Hurd IPC

[Neal H. Walfield]

> So, the plan is no longer to build a Mach-like layer on top of L4 that
> will provide synchronous message passing, etc.? I saw a reference to
> such a layer called libmom (Microkernel Object Model) in the L4-Hurd
> archives.

That was never my intention.  The Hurd should not require Mach
semantics, however, there is not reason that it should not use them to
meet its requirements.  In the Hurd, the primary users of ports are
libports and glibc.  To understand the actual requirements, we must
understand what these applications are currently doing with ports.
The short answer is managing handles to objects; the handles just
happen to be ports.

With this in mind, let's consider what type of operations we (as
clients) want on to do an object.  To help conceptualization an object
handle, we can think of it as a more flexible file descriptor.
Interesting operations include: opening and closing an object
(i.e. getting a handle), performing operations on it (e.g. read and
write), coping it (e.g. dup), passing it to others (e.g. sendto and
fork) and detecting if the server backing it disappears.

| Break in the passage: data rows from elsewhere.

PR #547, opened 2021-10-28
QA-1500 all write txns are serializable, stop using default isolation level

dvoet:
Ticket: https://broadworkbench.atlassian.net/browse/QA-1500

Removes the `writeTransaction` function and for remaining code using `inLocalTransaction` use read committed isolation instead of default because default in scalikejdbc does not actually do anything and just reuses whatever isolation level was used last.

Switching to serializable isolation level is ok because in effect that is what has been happening anyway. The write database connection pool is small and was shared between `writeTransaction` and `serializableWriteTransaction` meaning all connections would quickly flip serializable.

This is important because write transactions were being executed in serializable isolation _without_ retries. `serializableWriteTransaction` retries appropriately.

---

**PR checklist**


jacmrob (approved):
LGTM

gpolumbo-broad (approved):

PR #580, opened 2022-02-08
WOR-77: Update to latest Terms of Service text

MatthewBemis:
Ticket: <Link to Jira ticket>

---

**PR checklist**

### DIFF
--- a/src/main/resources/termsOfService.md
+++ b/src/main/resources/termsOfService.md
@@ -144,8 +144,8 @@ By accepting these Terms of Service, you acknowledge:
     datasets may result in disciplinary action, civil, and/or criminal
     penalties. Unauthorized users of these websites or datasets should
     have no expectation of privacy regarding any communications or
-    data processed by these websites. [A list of US
-    Government websites and datasets can be found here](https://support.terra.bio/hc/en-us/community/posts/360056900812-Government-owned-Websites-and-Datasets-Last-Revised-Feb-5-2020-)
+    data processed by these websites.
+    [A list of US Government websites and datasets can be found here](https://support.terra.bio/hc/en-us/community/posts/360056900812-Government-owned-Websites-and-Datasets-Last-Revised-Feb-5-2020-)
 
 -   By using any of these websites or otherwise accessing these datasets
     through Terra, you expressly consent to monitoring of your actions
--- a/src/main/resources/termsOfService.md
+++ b/src/main/resources/termsOfService.md
@@ -1,3 +1,5 @@
+# Terra Terms of Service
+
 Your access to systems and networks owned by The Broad Institute, Inc.
 ("Broad") is governed by, and subject to the following terms and
 conditions, as well as all Federal laws, including, but not limited to,
@@ -12,7 +14,7 @@ Privacy Act, and applicable State and Federal laws.
 Terra uses cookies to enable sign on and other essential features when
 signed in, and to provide statistics to our development team regarding
 how the site is used. For more information, see our privacy policy.
-[Privacy policy, including privacy policy of uploaded data, is here](/#privacy).
+[Privacy policy, including privacy policy of uploaded data, is here](https://app.terra.bio/#privacy).
 You agree to read and consider before uploading data.
 
 ## Modification of the Agreement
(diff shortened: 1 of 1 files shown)


src/main/resources/termsOfService.md
```diff
@@ -269,4 +271,4 @@ including attorneys' fees and costs, arising out of or relating to your
 uploading, storing, or transferring of PHI without having fully
 implemented the Clinical Features.
 
-Terms as of February 12, 2020.
\ No newline at end of file
+Terms as of February 25, 2022.
```
MatthewBemis, line 272: just guessing the date here, for now. i'll update when it's clearer

src/main/resources/termsOfService.md
```diff
@@ -160,20 +162,20 @@ legitimate tasks or assigned duties. If you believe you are being
...
-## Restricted Use of TCGA Controlled-Access Data
+## Restricted Use of Federal Controlled-Access Data
 
-To access TCGA controlled access data, you must first request to link
+To access federal controlled access data, you must first request to link
 your Terra account to the eRA Commons or NIH identity under which you
 are granted dbGaP authorized access. If you have dbGaP authorized
-access, Terra permits read access to the TCGA controlled-access data
-files.
+access, Terra permits read access to those the federal controlled-access
```
cahrens, line 168: There's something wrong here with the grammar. Perhaps `the` should be removed?

src/main/resources/termsOfService.md
```diff
@@ -160,20 +162,20 @@ legitimate tasks or assigned duties. If you believe you are being
...
+data files.
 
 If the NIH or eRA commons identity authentication fails or the
 authenticated identity no longer appears in the NIH-provided whitelist,
-you can no longer access TCGA controlled access data files. It is your
-responsibility to delete any TCGA controlled-access data in your
+you can no longer access federal controlled access data files. It is your
```
cahrens, line 173: Should be "controlled-access data files" for consistency with the other usages.

src/main/resources/termsOfService.md
```diff
@@ -160,20 +162,20 @@ legitimate tasks or assigned duties. If you believe you are being
...
+responsibility to delete any federal controlled-access data in your
 personal workspaces if you lose dbGaP authorized access. You must also
-refrain from distributing TCGA controlled access data to users unless
+refrain from distributing federal controlled access data to users unless
```
cahrens, line 176: Should be "controlled-access data", no?

cahrens: I see the text is pretty inconsistent with "controlled access" vs. "controlled-access". It seems that usually "controlled-access" is used to describe "data files", but "controlled access" for just data. that seems OK I guess.

src/main/resources/termsOfService.md
cahrens: I think we should change this one given the usage in the very next sentence…

MatthewBemis: I agree that it's inconsistent, but for context, this is what the legal team provided to us verbatim. I personally don't feel comfortable making even minor adjustments to a legal document that's been reviewed and agreed upon by the Broad legal team and the BVM partners.

cahrens: Is it possible to ask them (at least about the extra "the" above)? On the other hand, it's not like anyone will ever actually read it… I guess it doesn't matter.

cahrens (approved):
The grammarian in me is weeping.

src/main/resources/termsOfService.md
```diff
@@ -1,3 +1,5 @@
+# Terra Terms of Service
```
marctalbott: The UI currently adds this header to the text that Sam returns, if Sam also returns this, then it'll have the header twice. Do we need Sam to return this for other portals? Otherwise, I'd say we should remove this here and leave it to the UI to display the header

MatthewBemis: Yeah that may be the correct thing to do. I may have taken "verbatim" a bit too literally when copying over the entire doc. As long as the title is displayed when we present it to users, then we're good. ~Most portals will redirect to Terra UI, and those that won't (AoU) will be providing context for what it is~ All portals that I know of will be linking to Terra UI to display our terms

MatthewBemis: Also looking at the revision history for the source document, it doesn't look like this title was explicitly added in this version of the text either

marctalbott (approved):

PR #583, opened 2022-02-17
[WOR-70] add read_spend_report action to billing-project owner role

marctalbott:
Ticket: [WOR-70](https://broadworkbench.atlassian.net/browse/WOR-70)
Only billing project owners will be allowed to generate spend reports for their billing projects. We could use an existing action to decide whether a user should be able to do this, but why not just create a specific action?

---

**PR checklist**

### DIFF
--- a/src/main/resources/reference.conf
+++ b/src/main/resources/reference.conf
@@ -652,6 +652,9 @@ resourceTypes = {
       read_spend_report_configuration = {
         description = "read the spend report config (i.e. the BigQuery dataset for spend reports) for this billing-project"
       }
+      read_spend_report = {
+        description = "read spend report which contains data pulled from BigQuery dataset for this billing-project"
+      }
       add_child = {
         description = "add children, e.g. google-project"
       }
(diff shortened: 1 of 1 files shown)


MatthewBemis (approved):
lgtm, and I think making a new action specific to this functionality is the best move 👍

aherbst-broad (approved):

src/main/resources/reference.conf
```diff
@@ -652,6 +652,9 @@ resourceTypes = {
       read_spend_report_configuration = {
         description = "read the spend report config (i.e. the BigQuery dataset for spend reports) for this billing-project"
       }
+      read_spend_report = {
```
cahrens, line 655: Why is it "read" instead "create"? It seems like potentially one could want both permissions (if we cached the result of running a report), but we plan to only allow billing project owners to both create a report and view it.

marctalbott: I went back and forth between `create` and `read`. I ended up choosing `read` over `create` because I felt that was what we were really checking -- whether the user could read data from the BQ dataset. Still, I'm not set on `read` so if you think `create` makes more sense than `read` then we can change it!

cahrens: I thought that we would be generating reports via GQ on the fly. Are you saying that the report data will already be present and we are just returning it? If so, "read" makes sense to me. But if we will be creating anything based on this permission I think that "create" is more descriptive. I'm conditioned to think that there will be both read and write permissions for things.

marctalbott: At the moment, we are just reading spend data from BigQuery that Google writes automatically if Billing Account spend export has been set up. That said, the data in BQ is just raw spend data, so the report generation that we're doing is gathering that data and transforming it into human readable spend reports which is all done on the fly

PR #584, opened 2022-02-18
WOR-119: Immediately enable new users if the grace period is active

MatthewBemis:
Ticket: <Link to Jira ticket>

---

**PR checklist**

### DIFF
--- a/src/main/resources/reference.conf
+++ b/src/main/resources/reference.conf
@@ -1145,3 +1145,7 @@ distributedLock {
 }
 
 blockedEmailDomains = ["qwiklabs-gsuite.net", "qwiklabs.net"]
+
+termsOfService {
+  enableGracePeriod = false
+}
--- a/src/main/resources/reference.conf
+++ b/src/main/resources/reference.conf
@@ -1147,5 +1147,5 @@ distributedLock {
 blockedEmailDomains = ["qwiklabs-gsuite.net", "qwiklabs.net"]
 
 termsOfService {
-  enableGracePeriod = false
+  isGracePeriodEnabled = false
 }
--- a/src/main/scala/org/broadinstitute/dsde/workbench/sam/config/AppConfig.scala
+++ b/src/main/scala/org/broadinstitute/dsde/workbench/sam/config/AppConfig.scala
@@ -136,7 +136,7 @@ object AppConfig {
   implicit val termsOfServiceConfigReader: ValueReader[TermsOfServiceConfig] = ValueReader.relative { config =>
     TermsOfServiceConfig(
       config.getBoolean("enabled"),
-      config.getBoolean("enableGracePeriod"),
+      config.getBoolean("isGracePeriodEnabled"),
       config.getInt("version"),
       config.getString("url")
     )
--- a/src/main/scala/org/broadinstitute/dsde/workbench/sam/config/AppConfig.scala
+++ b/src/main/scala/org/broadinstitute/dsde/workbench/sam/config/AppConfig.scala
@@ -136,6 +136,7 @@ object AppConfig {
   implicit val termsOfServiceConfigReader: ValueReader[TermsOfServiceConfig] = ValueReader.relative { config =>
     TermsOfServiceConfig(
       config.getBoolean("enabled"),
+      config.getBoolean("enableGracePeriod"),
       config.getInt("version"),
       config.getString("url")
     )
--- a/src/main/scala/org/broadinstitute/dsde/workbench/sam/config/TermsOfServiceConfig.scala
+++ b/src/main/scala/org/broadinstitute/dsde/workbench/sam/config/TermsOfServiceConfig.scala
@@ -3,9 +3,9 @@ package org.broadinstitute.dsde.workbench.sam.config
 /**
   * Terms of Service configuration.
   * @param enabled Set to false to disable Terms of Service enforcement
-  * @param enableGracePeriod Set to true if the grace period for ToS acceptance is active
+  * @param isGracePeriodEnabled Set to true if the grace period for ToS acceptance is active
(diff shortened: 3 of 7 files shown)


src/main/resources/reference.conf
```diff
@@ -1145,3 +1145,7 @@ distributedLock {
 }
 
 blockedEmailDomains = ["qwiklabs-gsuite.net", "qwiklabs.net"]
+
+termsOfService {
+  enableGracePeriod = false
```
MatthewBemis: to be enabled as part of https://github.com/broadinstitute/firecloud-develop/pull/2753 once the grace period goes live

src/main/scala/org/broadinstitute/dsde/workbench/sam/config/AppConfig.scala
```diff
@@ -136,6 +136,7 @@ object AppConfig {
   implicit val termsOfServiceConfigReader: ValueReader[TermsOfServiceConfig] = ValueReader.relative { config =>
     TermsOfServiceConfig(
       config.getBoolean("enabled"),
+      config.getBoolean("enableGracePeriod"),
```
ungwudik: Nit: would this be more readable as `isGracePeriodEnabled`? Assuming that's the question the boolean is asking.

src/main/scala/org/broadinstitute/dsde/workbench/sam/service/UserService.scala
```diff
@@ -233,13 +233,15 @@ class UserService(val directoryDAO: DirectoryDAO, val cloudExtensions: CloudExte
   }
 
   private def enableIdentityIfTosAccepted(user: WorkbenchUser, samRequestContext: SamRequestContext): IO[Unit] = {
+    val gracePeriodEnabled = tosService.tosConfig.enableGracePeriod
+    println(gracePeriodEnabled)
```
MatthewBemis: oops forgot to remove this println from testing

src/main/scala/org/broadinstitute/dsde/workbench/sam/config/TermsOfServiceConfig.scala
```diff
@@ -3,8 +3,9 @@ package org.broadinstitute.dsde.workbench.sam.config
 /**
   * Terms of Service configuration.
   * @param enabled Set to false to disable Terms of Service enforcement
+  * @param enableGracePeriod Set to true if the grace period for ToS acceptance is active
```
ungwudik: oh here's the definition. Same question as before naming.

src/main/scala/org/broadinstitute/dsde/workbench/sam/service/UserService.scala
```diff
@@ -233,13 +233,14 @@ class UserService(val directoryDAO: DirectoryDAO, val cloudExtensions: CloudExte
...
     tosService.getTosStatus(user.id)
       .flatMap {
-        // If the user has accepted TOS or TOS is disabled, then enable the user in LDAP
-        // If the user is an SA, it's also acceptable to enable them in LDAP
+        // If the user has accepted TOS, the grace period is enabled, or TOS is disabled, then enable the user in LDAP
+        // Additionally, if the user is an SA, it's also acceptable to enable them in LDAP
         case Some(true) | None => registrationDAO.enableIdentity(user.id, samRequestContext)
         case _ =>
-          if(isServiceAccount(user.email.value)) registrationDAO.enableIdentity(user.id, samRequestContext)
+          if(isServiceAccount(user.email.value) || gracePeriodEnabled) registrationDAO.enableIdentity(user.id, samRequestContext)
```
cahrens, line 243: How long is the grace period? Where is the code that makes sure that the user must accept the ToS once the grace period has expired for them?

marctalbott (approved):

src/main/scala/org/broadinstitute/dsde/workbench/sam/config/TermsOfServiceConfig.scala
ungwudik: Ok, I think this is an 'action' variable, and is in line with other configs variables?

src/main/scala/org/broadinstitute/dsde/workbench/sam/service/UserService.scala
MatthewBemis: It's an undefined amount of time. We're really only implementing this grace period to support a smoother rollout for AoU. They indicated that for this initial rollout of ToS, they need the APIs to be enabled in production but for it to not cause any breakage for users, so this is our solution to that. Once AoU gives us the go-ahead, we'll flip the boolean in sam.conf which will end the grace period. Later on, this grace period code can be removed.

ungwudik (approved):

src/main/scala/org/broadinstitute/dsde/workbench/sam/config/TermsOfServiceConfig.scala
MatthewBemis: I renamed it to `isGracePeriodEnabled` per your suggestion. I defer strongly to the reviewer for this type of feedback, since the reviewer is more likely to know whether or not something is readable. I chose the name so I'm biased :)

src/main/scala/org/broadinstitute/dsde/workbench/sam/service/UserService.scala
cahrens: Oh, I see. Is there a ticket to remove the grace period code when it is no longer needed?

MatthewBemis: Not yet! I will make one

PR #595, opened 2022-03-10
[DC-243] Add Data Catalog admin role

samanehsan:
Ticket: [DC-243](https://broadworkbench.atlassian.net/browse/DC-243)

In the Data Catalog, if user has access to a dataset in a storage system (such as the Data Repo) they can create/read/update/delete an entry in the catalog. This PR adds an admin role so that catalog team members can perform these actions for users if needed.

---
**PR checklist**

### DIFF
--- a/src/main/resources/reference.conf
+++ b/src/main/resources/reference.conf
@@ -869,6 +869,29 @@ resourceTypes = {
     }
     reuseIds = false
   }
+  catalog = {
+    actionPatterns = {
+      "create_metadata" = {
+        description = "Can create catalog metadata"
+      },
+      "read_metadata" = {
+        description = "Can read catalog metadata"
+      },
+      "update_metadata" = {
+        description = "Can update catalog metadata"
+      },
+      "delete_metadata" = {
+        description = "Can delete catalog metadata"
+      }
+    }
+    ownerRoleName = "admin"
+    roles = {
+      admin = {
+        roleActions = ["create_metadata", "read_metadata", "update_metadata", "delete_metadata"]
+      }
+    }
+    reuseIds = true
+  }
   datarepo = {
     actionPatterns = {
       create_dataset = {
--- a/src/main/resources/reference.conf
+++ b/src/main/resources/reference.conf
@@ -874,20 +874,20 @@ resourceTypes = {
       "create_metadata" = {
         description = "Can create catalog metadata"
       },
-      "read_metadata" = {
+      "read_any_metadata" = {
         description = "Can read catalog metadata"
       },
-      "update_metadata" = {
+      "update_any_metadata" = {
         description = "Can update catalog metadata"
       },
-      "delete_metadata" = {
+      "delete_any_metadata" = {
         description = "Can delete catalog metadata"
       }
     }
     ownerRoleName = "admin"
     roles = {
       admin = {
-        roleActions = ["create_metadata", "read_metadata", "update_metadata", "delete_metadata"]
+        roleActions = ["create_metadata", "read_any_metadata", "update_any_metadata", "delete_any_metadata"]
       }
     }
     reuseIds = true


src/main/resources/reference.conf
```diff
@@ -869,6 +869,29 @@ resourceTypes = {
     }
     reuseIds = false
   }
+  catalog = {
+    actionPatterns = {
+      "create_metadata" = {
+        description = "Can create catalog metadata"
+      },
+      "read_metadata" = {
```
pshapiro4broad: These action names aren't exactly accurate in that all users have permission to create/read/update metadata for any dataset based on their permission as reported by the dataset's storage system. These actions are like overrides that ignore the storage system permission setting. It's almost like `read_all_metadata` or `read_any_metadata`.

Note that these actions won't be set on an individual resource but are set on the application (`catalog`) resource.

src/main/resources/reference.conf
```diff
@@ -869,6 +869,29 @@ resourceTypes = {
...
+        description = "Can read catalog metadata"
+      },
+      "update_metadata" = {
+        description = "Can update catalog metadata"
+      },
+      "delete_metadata" = {
```
pshapiro4broad: I'm wondering if we need different permissions for create/update/delete separately. I can't think of a reason now why we would, but I guess there's no great harm in adding them all.

pshapiro4broad (approved):
The change looks OK to me although I have some questions.

src/main/resources/reference.conf
samanehsan: I thought it would be clearer this way, but since that admin role is at the catalog level it may not matter

src/main/resources/reference.conf
samanehsan: That's a good point on the naming!

gpolumbo-broad (approved):
Structurally this looks ok.  I have questions about naming, but without context of your app, I will stay out of that discussion, especially since it looks like @pshapiro4broad has already initiated that conversation with you.

My biggest question is if you meant to create a whole new Resource Type in this PR?  Totally fine if that's what you want/need to do, but just wanted to confirm.  Other than that, I think what you've done here looks fine.

samanehsan:
@gpolumbo-broad What is the alternative to creating a new resource type? I'm only familiar with adding roles to SAM resources. In this case, we will have one catalog resource per deployment environment and catalog team members will have the admin role.

src/main/resources/reference.conf
```diff
@@ -869,6 +869,29 @@ resourceTypes = {
     }
     reuseIds = false
   }
+  catalog = {
```
s-rubenstein, line 872: Currently all the actions have to do with catalog metadata. Could we name this `catalog_metadata`?

src/main/resources/reference.conf
s-rubenstein: In general the pattern for Sam is to make permissions as granular as possible, so from a pattern perspective this is correct for the repo as well.

s-rubenstein:
I think with the security restrictions you have (only ability to change metadata rather than data), this seems like the right approach. Other ways I can think of would be ensuring that the changes could be made by firecloud.org accounts (I am not sure where the metadata is stored, but an admin API might be an option). However, given that Sam is already used in this way by Datarepo, and it is extensible if you wanted to gate admin apis behind these permissions, this approach seems sound to me.

s-rubenstein (approved):
This generally seems fine to me!

src/main/resources/reference.conf
samanehsan: Hmmm since there will only be one of these resources per catalog instance, `catalog` seems clearer to me

samanehsan:
Yes exactly! The metadata is stored in the Data Catalog's Postgres database and is meant to only include public information about datasets, so I think this approach is okay (vs. implementing admin-only endpoints)

src/main/resources/reference.conf
pshapiro4broad: These are settings for the new service `catalog` which will most likely have more resources added in the future. So this is a resource of the same type as `datarepo`, which is why we're using the service name here.

pshapiro4broad:
> However, given that Sam is already used in this way by Datarepo, and it is extensible if you wanted to gate admin apis behind these permissions, this approach seems sound to me.

Note that this isn't a new resource to be used by data repo; it's a new resource that represents a new service (catalog).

In Mach, we use a send right to represent a reference to an object,
i.e. a handle.  When a user does an open, the server creates a receive
right and returns a send right to user.  The send right can be used to
perform operations on the actual object.  The server is able to
authenticate the user of the handle as ports cannot be forged.
Copying the send right around is a matter of using the provided Mach
interfaces; something transparent to the actual server.  To detect
server death, Mach provides dead name notifications.

As we can see, the required semantics can be easily implemented using
Mach, however, as we were careful to not define the required semantics
of handles in terms of Mach ports, we can envision other
implementations.

On L4, unlike on Mach, a receiver knows who the sender is (Mach knows
what port the message is dequeued from--this is significantly
different).  This small feature allows a server to provide all of the
require functionality.  When a client does an open, the server creates
a tuple consisting of the server's communication thread (normally
there is only one per server but not necessarily), the client's task
id and a handle id.  The sever returns the handle id to the client.
When the client wishes to communicate further or ask the server to
perform operations on the object, it sends a message to the server's
communication thread and specifies the handle id.  The server can
authenticate the request by looking up the handle id and seeing if the
sender is a known user.  This later feature prevents forging handle
ids.

To share or transfer handles ids to other tasks, a task must contact
the server and request that it "share" a handle with another task.
The server cannot implicitly copy the handle as the target task may
not want it (if it did, the caller would be able to perform a DOS).
This problem is avoided on Mach as a task either receives port rights
either via messages or they are inserted by someone who has the task's
task port.  The client must then send a message to the intended
receiver telling it to contact the server and claim the handle.  When
the server receives the claim message, the task is granted access to
the object.

Dead name notifications can also be performed.  In this case, the
client asks the server for the notification instead of Mach.  This is
clearly unguaranteed: the server may segfault.  To prevent this a less
timely, however, guaranteed notification is also provided: the client
may contact the task server to request a task death notification.  If
it receives it, it can do the necessary cleanups.

Lack of steam is forcing me to terminate this email.  There are other
details that I have left out.  I will revisit these later either in
the full write up or in response to specific questions (but try to
make the subject of the message appropriate).